Material for the task ▸

- - -

PR #75, opened 2018-12-10
 Implement RPC methods for configuring the GBTX's v2

lpetre-ulb:
## Description

[This PR is the continuation of the [previous PR about GBTX's](https://github.com/cms-gem-daq-project/ctp7_modules/pull/73). I started the new PR in order to keep the git log clean, but also the GitHub comments readable.]

Addresses https://github.com/cms-gem-daq-project/ctp7_modules/issues/72.

This PR adds a new RPC module which implements 3 new methods related to the GBTX configuration :

* `writeGBTConfig` updates the configuration of one chosen GBTX.
* `writeGBTPhase` updates one VFAT RX phase of one OH.
* `scanGBTPhases` scans the phases on one OH.

It lacks the MultiLink versions, but all the important functionalities are working. If the code and the documentation meet the expectation, I will add these methods.

### Types of changes

## Motivation and Context

This PR fixes issue https://github.com/cms-gem-daq-project/ctp7_modules/issues/72.

## How Has This Been Tested?

These tests were performed to see if the functionalities implemented in the `gbt.py` were still working with the RPC modules and so the new CTP7 releases :

* Writing the GBTX configurations. It has been tested for different OH and multiple GBTX's.
* Setting the GBTX RX phases for 1 VFAT at a time.
* Scanning the GBTX RX phases for one OH.

The environment was the following :
* CTP7 : eagle63
* CTP7 firmware : 3.7.0
* CTP7 build-id : CTP7-GENERIC-20180529T153916-0500-4935611
* `xHAL` commit https://github.com/cms-gem-daq-project/xhal/pull/99/commits/cfa38ed635ca078c0d3a2c24d02db9b9da17c327
* `cmsgemos` commit https://github.com/cms-gem-daq-project/cmsgemos/pull/226/commits/fd0747ed87a4f087bb00d1857ac6feae46a9d5fe
* The new `gbt.py` used for these tests comes from commit (in progress).

## Checklist:

### DIFF
--- a/Makefile
+++ b/Makefile
@@ -88,8 +88,8 @@ lib/optohybrid.so: src/optohybrid.cpp
 lib/calibration_routines.so: src/calibration_routines.cpp
 	$(CXX) $(CFLAGS) -std=c++1y -O3 -pthread $(INC) $(LDFLAGS) -fPIC -shared -Wl,-soname,calibration_routines.so -o $@ $< -lwisci2c -lxhal -llmdb -l:utils.so -l:extras.so -l:optohybrid.so -l:vfat3.so -l:amc.so
 
-lib/gbt.so: src/gbt.cpp include/gbt.h include/moduleapi.h include/memhub.h include/utils.h
-	$(CXX) $(CFLAGS) -std=c++1y -O3 -pthread $(INC) $(LDFLAGS) -fPIC -shared -Wl,-soname,gbt.so -o $@ $< -l:memhub.so
+lib/gbt.so: src/gbt.cpp include/gbt.h include/gbt_constants.h include/moduleapi.h include/memhub.h include/utils.h lib/utils.so
+	$(CXX) $(CFLAGS) -std=c++1y -O3 -pthread $(INC) $(LDFLAGS) -fPIC -shared -Wl,-soname,gbt.so -o $@ $< -l:memhub.so -l:utils.so
 
 clean: cleanrpm
 	-rm -rf lib/*.so
--- a/Makefile
+++ b/Makefile
@@ -40,6 +40,7 @@ TARGET_LIBS += lib/daq_monitor.so
 TARGET_LIBS += lib/vfat3.so
 TARGET_LIBS += lib/optohybrid.so
 TARGET_LIBS += lib/calibration_routines.so
+TARGET_LIBS += lib/gbt.so
 
 .PHONY: clean rpc prerpm
 
@@ -86,6 +87,9 @@ lib/optohybrid.so: src/optohybrid.cpp
 
 lib/calibration_routines.so: src/calibration_routines.cpp
 	$(CXX) $(CFLAGS) -std=c++1y -O3 -pthread $(INC) $(LDFLAGS) -fPIC -shared -Wl,-soname,calibration_routines.so -o $@ $< -lwisci2c -lxhal -llmdb -l:utils.so -l:extras.so -l:optohybrid.so -l:vfat3.so -l:amc.so
+
+lib/gbt.so: src/gbt.cpp include/gbt.h include/moduleapi.h include/memhub.h include/utils.h
+	$(CXX) $(CFLAGS) -std=c++1y -O3 -pthread $(INC) $(LDFLAGS) -fPIC -shared -Wl,-soname,gbt.so -o $@ $< -l:memhub.so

- - -

Assignment ▸
From the entries above, extract only the lines running from the one containing "These tests were" through the one containing "-lib/gbt.so: src/gbt.cpp include/gbt.h", inclusive.

Result ▸
These tests were performed to see if the functionalities implemented in the `gbt.py` were still working with the RPC modules and so the new CTP7 releases :

* Writing the GBTX configurations. It has been tested for different OH and multiple GBTX's.
* Setting the GBTX RX phases for 1 VFAT at a time.
* Scanning the GBTX RX phases for one OH.

The environment was the following :
* CTP7 : eagle63
* CTP7 firmware : 3.7.0
* CTP7 build-id : CTP7-GENERIC-20180529T153916-0500-4935611
* `xHAL` commit https://github.com/cms-gem-daq-project/xhal/pull/99/commits/cfa38ed635ca078c0d3a2c24d02db9b9da17c327
* `cmsgemos` commit https://github.com/cms-gem-daq-project/cmsgemos/pull/226/commits/fd0747ed87a4f087bb00d1857ac6feae46a9d5fe
* The new `gbt.py` used for these tests comes from commit (in progress).

## Checklist:

### DIFF
--- a/Makefile
+++ b/Makefile
@@ -88,8 +88,8 @@ lib/optohybrid.so: src/optohybrid.cpp
 lib/calibration_routines.so: src/calibration_routines.cpp
 	$(CXX) $(CFLAGS) -std=c++1y -O3 -pthread $(INC) $(LDFLAGS) -fPIC -shared -Wl,-soname,calibration_routines.so -o $@ $< -lwisci2c -lxhal -llmdb -l:utils.so -l:extras.so -l:optohybrid.so -l:vfat3.so -l:amc.so
 
-lib/gbt.so: src/gbt.cpp include/gbt.h include/moduleapi.h include/memhub.h include/utils.h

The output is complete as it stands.